Augustin Bader was sent to Stuttgart prison, where he was subjected to a first interrogation on January 27, 1530. Bader freely gave information about his teaching and his calling to be king in the coming millennial kingdom. At the same time, the other arrestees and other witnesses were questioned. After the first amicable questioning, those arrested were subjected to the embarrassing questioning . The authorities were less interested in Bader's religious motives than in his political attitudes. In the run-up to the Augsburg Reichstag , Bader was hyped up to be an agent of the expelled Duke Ulrich von Württemberg . Bader was not primarily accused of heresy , but rather he was accused of planned rebellion. On March 10, 1530, Augustin Bader was interrogated one last time under severe torture. He refused to renounce to the last. His hope of surviving at least until the "big change" was not fulfilled.

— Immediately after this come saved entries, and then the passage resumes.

PR #1623, opened 2018-01-11
Adds gh-pages test for known repos

jmelberg-okta:
## Description:
- Adds HTTP status code checks for the following repos that serve their documentation off of GitHub pages:
    - okta-sdk-java
    - okta-sdk-php
    - okta-sdk-nodejs
    - okta-sdk-dotnet

### DIFF
--- a/_config.yml
+++ b/_config.yml
@@ -5,6 +5,7 @@ description: > # this means to ignore newlines until "baseurl:"
   Secure, scalable, and highly available authentication and user management for any app.
 baseurl: ""
 url: "https://developer.okta.com"
+weekly_url: "http://developer.trexcloud.com"
 twitter_username: OktaDev
 github_username:  oktadeveloper
 disqus_shortname: oktadevblog
@@ -130,3 +131,12 @@ dev_forum:  https://devforum.okta.com/
 
 # Location of main Drupal site for navigation and shared resources
 external_domain: https://developer.okta.com
+
+github_pages_docs:
+  - okta-sdk-java
+  - okta-sdk-php
+  - okta-sdk-nodejs
+  # - okta-sdk-python
+  - okta-sdk-dotnet
+  # - okta-jwt-verifier-java
+  # - okta-spring-boot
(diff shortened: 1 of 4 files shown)


_config.yml
```diff
@@ -130,3 +131,12 @@ dev_forum:  https://devforum.okta.com/
 
 # Location of main Drupal site for navigation and shared resources
 external_domain: https://developer.okta.com
+
+github_pages_docs:
+  - okta-sdk-java
+  - okta-sdk-php
+  - okta-sdk-nodejs
+  # - okta-sdk-python
```
bdemers: Why are these ones commented out ?

_config.yml
```diff
@@ -130,3 +131,12 @@ dev_forum:  https://devforum.okta.com/
...
+  - okta-sdk-dotnet
+  # - okta-jwt-verifier-java
```
bdemers: I'm not sure about all of these projects but i know some of the java ones 404 at the root, but not at /apidocs

https://developer.okta.com/okta-jwt-verifier-java/ 
vs
https://developer.okta.com/okta-jwt-verifier-java/apidocs/
(for the java repos this will be resolved in the near future similar to how the Java SDK works:
https://developer.okta.com/okta-sdk-java/

jmelberg-okta: Interesting. I though we set the behavior of all the repos to have /latest shown at root. But good to know -- so I'll update the links

jmelberg-okta:
New plan: Since it doesn't make sense to check for this on every commit, we should move this logic into a task that gets run in Bacon every 24hrs, or setup in Ghost Inspector.

_config.yml
bdemers: There could be other types of docs so `/apidocs/` is the latest, and `/${version}/apidocs/` is also deployed

bdemers:
I'm not sure how often we are checking it now, but we could check it hourly (so we don't have an average of a 12 delay for the notification of an issue)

Although the authorities were unable to extract a specific plan of the uprising from him despite the torture, he was sentenced to death for rioting . On March 30, he and his followers were executed for political unrest in Stuttgart, Tübingen and Nürtingen . Bader was taken through the streets of Stuttgart in a cart and pinched in each quarter with red-hot pliers. At the place of execution, the executioner pressed a glowing crown on his head. He was then beheaded with his own gilded sword and then burned at the stake .

Christening succession

The line of baptismal succession goes back to Augustin Bader via Jakob Gross (winter 1526/27), Balthasar Hubmaier (Easter 1525), Wilhelm Reublin (January 1525), Jörg Blaurock (January 1525) to Konrad Grebel (January 1525). The dates in brackets indicate the respective baptism date. Evidence of this can be found in the biography articles of the persons mentioned.

literature

Web links

Individual evidence

  1. On Bader's biography cf. Schubert: Anabaptism and Kabbalah (2008), pp. 33–69, 104–202.
  2. Langenmantel was banished from Augsburg on October 24, 1527. Bader met Langenmantel in a hiding place in Leitersheim . Schubert: Anabaptism and Kabbalah (2008), p. 55ff.
  3. ^ Schubert: Anabaptism and Kabbalah (2008), p. 66ff.
  4. ^ Voss: Controversial Redeemers (2007), p. 143.
  5. ^ Schubert: "MennLex V"
  6. ^ Schubert: Anabaptism and Kabbalah (2008), p. 109ff.
  7. ^ Schubert: Anabaptism and Kabbalah (2008), pp. 123ff.
  8. Schubert: Anabaptism and Kabbalah (2008), pp. 125ff.
  9. ^ Schubert: Anabaptism and Kabbalah (2008), p. 131f.
  10. Schubert: Anabaptism and Kabbalah (2008), p. 141.
  11. Schubert: Anabaptism and Kabbalah (2008), pp. 142ff.
  12. ^ Voss: Controversial Redeemers (2007), p. 147ff.
  13. ^ Bossert: Augustin Bader (1913/1914)
  14. Gustav Bossert: Sources for the history of the Anabaptists. Vol. 1, Duchy of Württemberg, Leipzig 1930, pp. 921-988
  15. ^ Adolf Laube: Pamphlets from the Peasants' War to the Anabaptist Empire (1525-1535). Berlin 1992, pp. 984-996.
  16. An interrogation protocol can be found in Kasimir Walchner, Johann Bodent: Biographie des Truchsessen Georg III. von Waldpurg , Constanz 1832, p. 362ff (Appendix LI); on-line
  17. ^ Schubert: MennLex V
  18. According to a report from 1530. Schubert: Täufertum und Kabbalah (2008), pp. 201f.